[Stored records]
=== Section Start ===

PR #736, opened 2022-10-25
fix(oidcclient):for issue 734

### LINKED ISSUE #734: using hash router, getting the parameters from the url is incorrect
Situation:
When the router is set to hashmode the parameters are not correctly parsed from the url.
and you get the error that the state is not found.

Analysing:
- UrlUtils.readParams expects an unhashed routed url

easiest way yo fix: 
const unHashUrl = url.replace('#/', '');
const response = new SigninResponse(UrlUtils.readParams(unHashUrl, this.settings.response_mode));

and 

const unHashUrl = url.replace('#/', '');
const response = new SignoutResponse(UrlUtils.readParams(unHashUrl, this.settings.response_mode));

frontendplace:
Closes/fixes #734

### Checklist

### DIFF
--- a/src/utils/UrlUtils.test.ts
+++ b/src/utils/UrlUtils.test.ts
@@ -34,6 +34,16 @@ describe("UrlUtils", () => {
             expect(resultObj).toHaveProperty("foo", "test");
         });
 
+        it("should return query params when hash routes are used", () => {
+            // act
+            const result = UrlUtils.readParams("http://app/#/path?code=foo&status=bar");
+            const resultObj = Object.fromEntries(result);
+
+            // assert
+            expect(resultObj).toHaveProperty("code", "foo");
+            expect(resultObj).toHaveProperty("status", "bar");
+        });
+
         it("should return fragment params for response_mode=fragment when path is relative", () => {
             // act
             const result = UrlUtils.readParams("/app/?foo=test#bar=test_fragment", "fragment");
--- a/src/utils/UrlUtils.ts
+++ b/src/utils/UrlUtils.ts
@@ -9,7 +9,7 @@ export class UrlUtils {
         if (!url) throw new TypeError("Invalid URL");
 
         // if we're doing query, then strip off hash fragment before we parse
-        if (responseMode == "query") {
+        if (responseMode === "query") {
             const hashIdx = url.indexOf("#");
             if (hashIdx >= 0) {
                 url = url.substr(hashIdx + 1);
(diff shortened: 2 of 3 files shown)


src/utils/UrlUtils.ts
```diff
@@ -7,6 +7,15 @@
 export class UrlUtils {
     public static readParams(url: string, responseMode: "query" | "fragment" = "query"): URLSearchParams {
         if (!url) throw new TypeError("Invalid URL");
+
+        // if we're doing query, then strip off hash fragment before we parse
+        if (responseMode === "query") {
+            const hashIdx = url.indexOf("#");
+            if (hashIdx >= 0) {
+                url = url.substr(hashIdx + 1);
```
pamapa, line 15: please replace `substr` with not deprecated `substring` version

src/utils/UrlUtils.ts
```diff
@@ -7,6 +7,15 @@
...
+            }
+        }
+
         const parsedUrl = new URL(url, window.location.origin);
```
pamapa, line 19: What about the baseUrl `window.location.origin`? Do we need to strip here as well?

pamapa:
Thanks for taking care!

src/utils/UrlUtils.ts
frontendplace: no the origin doesn't have a hash

src/utils/UrlUtils.ts
frontendplace: done

pamapa:
@longsleep Can you please have a look too?

src/utils/UrlUtils.test.ts
```diff
@@ -34,6 +34,16 @@ describe("UrlUtils", () => {
             expect(resultObj).toHaveProperty("foo", "test");
         });
 
+        it("should return query params when hash routes are used", () => {
+            // act
+            const result = UrlUtils.readParams("http://app/#/path?code=foo&status=bar");
```
longsleep, line 39: This is not the correct way to define urls with query parameter and imo it is not our job to deal with this..

Everything after the `#` is part of the hash and that includes the `?` etc. Means in technical terms this URL has no query.

Only the application specific hash based router knows about this and thus it must do URL parsing before our fallback is run.

To fix the test, please put the ? and it's values before the # so we ensure that this works (removing the change from below).

longsleep (changes requested):
This can cause undesired results as imo the assumptions which are base for this pr are wrong. Should probably discussed further in the associated issue

frontendplace:
Ill remove the PR. 
I can see that I can pass a modified url in angular when calling the signinRedirectCallback function

src/utils/UrlUtils.test.ts
frontendplace: De PR can be deleted I see I can fix this in our angular Code by passing a modified version of the default window.location.href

=== Section End ===

A faithful, word-for-word transcription of the data above is required.

PR #736, opened 2022-10-25
fix(oidcclient):for issue 734

### LINKED ISSUE #734: using hash router, getting the parameters from the url is incorrect
Situation:
When the router is set to hashmode the parameters are not correctly parsed from the url.
and you get the error that the state is not found.

Analysing:
- UrlUtils.readParams expects an unhashed routed url

easiest way yo fix: 
const unHashUrl = url.replace('#/', '');
const response = new SigninResponse(UrlUtils.readParams(unHashUrl, this.settings.response_mode));

and 

const unHashUrl = url.replace('#/', '');
const response = new SignoutResponse(UrlUtils.readParams(unHashUrl, this.settings.response_mode));

frontendplace:
Closes/fixes #734

### Checklist

### DIFF
--- a/src/utils/UrlUtils.test.ts
+++ b/src/utils/UrlUtils.test.ts
@@ -34,6 +34,16 @@ describe("UrlUtils", () => {
             expect(resultObj).toHaveProperty("foo", "test");
         });
 
+        it("should return query params when hash routes are used", () => {
+            // act
+            const result = UrlUtils.readParams("http://app/#/path?code=foo&status=bar");
+            const resultObj = Object.fromEntries(result);
+
+            // assert
+            expect(resultObj).toHaveProperty("code", "foo");
+            expect(resultObj).toHaveProperty("status", "bar");
+        });
+
         it("should return fragment params for response_mode=fragment when path is relative", () => {
             // act
             const result = UrlUtils.readParams("/app/?foo=test#bar=test_fragment", "fragment");
--- a/src/utils/UrlUtils.ts
+++ b/src/utils/UrlUtils.ts
@@ -9,7 +9,7 @@ export class UrlUtils {
         if (!url) throw new TypeError("Invalid URL");
 
         // if we're doing query, then strip off hash fragment before we parse
-        if (responseMode == "query") {
+        if (responseMode === "query") {
             const hashIdx = url.indexOf("#");
             if (hashIdx >= 0) {
                 url = url.substr(hashIdx + 1);
(diff shortened: 2 of 3 files shown)


src/utils/UrlUtils.ts
```diff
@@ -7,6 +7,15 @@
 export class UrlUtils {
     public static readParams(url: string, responseMode: "query" | "fragment" = "query"): URLSearchParams {
         if (!url) throw new TypeError("Invalid URL");
+
+        // if we're doing query, then strip off hash fragment before we parse
+        if (responseMode === "query") {
+            const hashIdx = url.indexOf("#");
+            if (hashIdx >= 0) {
+                url = url.substr(hashIdx + 1);
```
pamapa, line 15: please replace `substr` with not deprecated `substring` version

src/utils/UrlUtils.ts
```diff
@@ -7,6 +7,15 @@
...
+            }
+        }
+
         const parsedUrl = new URL(url, window.location.origin);
```
pamapa, line 19: What about the baseUrl `window.location.origin`? Do we need to strip here as well?

pamapa:
Thanks for taking care!

src/utils/UrlUtils.ts
frontendplace: no the origin doesn't have a hash

src/utils/UrlUtils.ts
frontendplace: done

pamapa:
@longsleep Can you please have a look too?

src/utils/UrlUtils.test.ts
```diff
@@ -34,6 +34,16 @@ describe("UrlUtils", () => {
             expect(resultObj).toHaveProperty("foo", "test");
         });
 
+        it("should return query params when hash routes are used", () => {
+            // act
+            const result = UrlUtils.readParams("http://app/#/path?code=foo&status=bar");
```
longsleep, line 39: This is not the correct way to define urls with query parameter and imo it is not our job to deal with this..

Everything after the `#` is part of the hash and that includes the `?` etc. Means in technical terms this URL has no query.

Only the application specific hash based router knows about this and thus it must do URL parsing before our fallback is run.

To fix the test, please put the ? and it's values before the # so we ensure that this works (removing the change from below).

longsleep (changes requested):
This can cause undesired results as imo the assumptions which are base for this pr are wrong. Should probably discussed further in the associated issue

frontendplace:
Ill remove the PR. 
I can see that I can pass a modified url in angular when calling the signinRedirectCallback function

src/utils/UrlUtils.test.ts
frontendplace: De PR can be deleted I see I can fix this in our angular Code by passing a modified version of the default window.location.href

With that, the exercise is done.